ПРИМЕНЕНИЕ 2,3,4-ТРИМЕТОКСИ-5-ГИДРОКСИ-9,10-ДИГИДРОФЕНАНТРЕНА В КАЧЕСТВЕ СРЕДСТВА, ОБЛАДАЮЩЕГО АНТИАГРЕГАЦИОННОЙ АКТИВНОСТЬЮ Российский патент 2023 года по МПК C07C15/30 A61K31/56 A61P7/02 

Изобретение относится к области фитохимии, к применению биологически активных соединений природного происхождения - класса 9,10-дигидрофенантренов, а именно 2,3,4-триметокси-5-гидрокси-9,10-дигидрофенантрена формулы (1):

обладающему антиагрегационной активностью, что позволяет предложить его использование в фармакологии и медицине в качестве антиагреганта.

Существуют два основных способа получения 9,10-дигидрофенантренов известные из уровня техники - выделение из природных источников и химический синтез.

Известны структурные аналоги к заявляемому соединению, проявляющие антиагрегационное действие.

Антиагрегационную активность заявляемого соединения - 2,3,4-триметокси-5-гидрокси-9,10- дигидрофенантрен ранее не была исследована.

Задачей изобретения является изыскание новых соединений, обладающих антиагрегационной активностью, и расширение арсенала средств воздействия на живой организм.

Поставленная задача решается тем, что соединение - 2,3,4-триметокси-5-гидрокси-9,10-дигидрофенантрен (1) проявляет высокую антиагрегационную активность при низкой токсичности.

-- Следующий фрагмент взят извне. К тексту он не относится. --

PR #2130, opened 2017-02-08
Move strings to resx for code under Project.

huguesv:


Python/Product/Common/Strings.resx
```diff
@@ -495,6 +495,221 @@ The web.config file will be configured to resolve URIs matching this pattern to
...
+  </data>
+  <data name="AddVirtualEnvironmentWindow_BrowsePathOrigPrefixError" xml:space="preserve">
+    <value>We could not find a base interpreter at </value>
+    <comment>A folder path is concatenated to the end of this string</comment>
+  </data>
+  <data name="AddVirtualEnvironmentWindow_Actions" xml:space="preserve">
+    <value>Actions we will perform:</value>
+  </data>
+  <data name="AddVirtualEnvironmentWindow_InstallPipAndVirtualEnv" xml:space="preserve">
+    <value>Install pip and virtualenv packages</value>
```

Получают заявляемое соединение путем выделения из надземной части водяники черной - Empetrum nigrum L.

Изобретение иллюстрируется следующими примерами.

Пример 1. Получение заявляемого соединения (1).

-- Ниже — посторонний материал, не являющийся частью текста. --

PR #2132, opened 2017-02-09
Moved debugger strings to resx.

huguesv:
I've added some TODOs for some that I still have remaining, and others that I'm not sure about.


Python/Product/Common/Strings.resx
```diff
@@ -1162,6 +1162,127 @@ Please refer to &lt;a href="https://aka.ms/pythononappservice"&gt;aka.ms/PythonO
...
+  </data>
+  <data name="DebugThreadUnknownLocation" xml:space="preserve">
+    <value>&lt;unknown location, not in Python code&gt;</value>
+  </data>
+  <data name="DebugTcpsTransportConnectionError" xml:space="preserve">
+    <value>Could not establish secure connection to {0} because of the following SSL issues:
+
+</value>
+    <comment>{0} is a URI
+A list of issues is concatenated to the message (one per line)</comment>
```
zooba: I _think_ we should be adding {1} for the list of issues, or we may not handle RTL text properly (thinking specifically of the marker characters, if any, that may not behave consistently when blindly concatenating strings).

Python/Product/Debugger/Debugger/DebugEngine/AD7Property.cs
```diff
@@ -60,6 +58,7 @@ class AD7Property : IDebugProperty2, IDebugProperty3 {
 
             if ((dwFields & enum_DEBUGPROP_INFO_FLAGS.DEBUGPROP_INFO_TYPE) != 0) {
                 if (_evalResult.ExceptionText != null) {
+                    // TODO: Localization
```
zooba: I vote no.

Python/Product/Debugger/Debugger/DebugEngine/AD7Property.cs
```diff
@@ -69,6 +68,7 @@ class AD7Property : IDebugProperty2, IDebugProperty3 {
 
             if ((dwFields & enum_DEBUGPROP_INFO_FLAGS.DEBUGPROP_INFO_VALUE) != 0) {
                 if (_evalResult.ExceptionText != null) {
+                    // TODO: Localization
```
zooba: No, because the evaluator result will not be localized.

Python/Product/Debugger/Debugger/DebugEngine/AD7Thread.cs
```diff
@@ -126,6 +124,7 @@ class AD7Thread : IDisposable, IDebugThread2, IDebugThread100 {
                 props.dwFields |= enum_THREADPROPERTY_FIELDS.TPF_STATE;
             }
             if ((dwFields & enum_THREADPROPERTY_FIELDS.TPF_PRIORITY) != 0) {
+                // TODO: Localization
                 props.bstrPriority = "Normal";
```
zooba: I believe so, but we should be able to check whether other languages localize these values in the Threads window.

Python/Product/Debugger/Debugger/DebugEngine/Remote/PythonRemoteDebugPortSupplier.cs
```diff
@@ -97,6 +103,7 @@ public class PythonRemoteDebugPortSupplier : IDebugPortSupplier2, IDebugPortSupp
         }
 
         public int GetPortSupplierName(out string pbstrName) {
+            // TODO: Localization - translate or not?
             pbstrName = "Python remote (ptvsd)";
```
zooba: I think so, but then again, 2/3 of the string won't be localized anyway. Leave it for now

Python/Product/Debugger/DkmDebugger/ExceptionManager.cs
```diff
@@ -151,6 +151,7 @@ internal class ExceptionManagerLocalHelper : DkmDataItem {
 
             var reprOptions = new ReprOptions(process);
 
+            // TODO: localization
             string typeName = "<unknown exception type>";
```
zooba: Yes, we should

Python/Product/Debugger/DkmDebugger/PyObjectNativeVisualizer.cs
```diff
@@ -73,6 +73,7 @@ internal class PyObjectNativeVisualizer : DkmDataItem {
                 return null;
             }
 
+            // TODO: Localization ?
             var pyEvalResult = new PythonEvaluationResult(objRef, "[Python view]")
```
zooba: I think so. Leave it for now and we'll see whether the loc testers call it out (though there's a real good chance they'll never see it - this is fairly advanced stuff).

Python/Product/Debugger/Debugger/DebugEngine/AD7Property.cs
huguesv: TODO removed

Python/Product/Debugger/Debugger/DebugEngine/AD7Property.cs
huguesv: TODO removed

Python/Product/Debugger/DkmDebugger/ExceptionManager.cs
huguesv: Done, already had a resx string for it

Python/Product/Debugger/DkmDebugger/PyObjectNativeVisualizer.cs
huguesv: "[Python view]" appears in `\Python\Product\Debugger\DkmDebugger\PythonDkm.natvis`, so I think it's safer to not change it for now.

Проводилась экстракция высушенного сырья - побеги Водяники черной (масса - 10 гр.) н-гексаном (V = 200 мл). Экстракция проводилась до полного истощения сырья. Полученное извлечение выпаривалось на вакуумно-ротационном испарителе марки Heidolph при 60°C досуха и перерастворялась в 25 мл 96% этиловом спирте. Анализ полученных фракций и индивидуальных соединений проводили на аналитическом ВЭЖХ компании Shimadzu. Выделение индивидуального соединения проводили на препаративном ВЭЖХ компании Knauer.

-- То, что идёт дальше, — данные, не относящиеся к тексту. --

PR #2161, opened 2017-02-14
Fixes #2142: NullReferenceException when using lightbulb extract method

### LINKED ISSUE #2142: NullReferenceException when using lightbulb extract method
I had the following code:
```
def testing1():
    a = 1
    b = 2
    yield a
    yield 1

```

I selected the contents of the method, clicked on lightbulb, selected extract method and got this error:
image

zooba:
Fixes #2142: NullReferenceException when using lightbulb extract method
Adds null checks.


huguesv:
👍

PR #2164, opened 2017-02-14
Updates reference assemblies, since the nuget packages are not up to date

zooba:
Updates reference assemblies, since the nuget packages are not up to date
We'll switch back to the nuget packages once they have the correct bits in them.


huguesv:
👍  if you've verified they are signed

zooba:
I have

Характеристика метода аналитического ВЭЖХ:

Хроматографическая колонка «SUPELCOSIL» LC-18, 25см x 4.6 мм, 5 мкм. Температура анализа - 40°C. Элюент: вода (компонент А), ацетонитрил (компонент В) с содержанием ТФУ 0,1%.

Время (мин) Скорость потока (мл/мин) Концентрация компонента А (%) Концентрация компонента В (%) 0,01 1,00 95 5 5,00 1,00 95 5 45,75 1,00 0 100 50,00 1,00 0 100 60,00 1,00 95 5 65,00 1,00 95 5

Время удерживания: 33,085 мин.

Характеристика метода препаративного ВЭЖХ:

Хроматографическая колонка «Kromasil» 100-5C18, 250 x 30 мм. Скорость потока 40 мл/мин. Элюент: вода (компонент А), ацетонитрил (компонент В) с содержанием ТФУ 0,1%.

Время (мин) Скорость потока (мл/мин) Концентрация компонента А (%) Концентрация компонента В (%) 0,00 40,000 90 10 5,00 40,000 90 10 35,00 40,00 25 75 42,00 40,000 25 75 46,00 40,000 90 10

Длинна волны: 254 нм.

Ацетонитрил компании «J.T.Baker» класса ВЭЖХ.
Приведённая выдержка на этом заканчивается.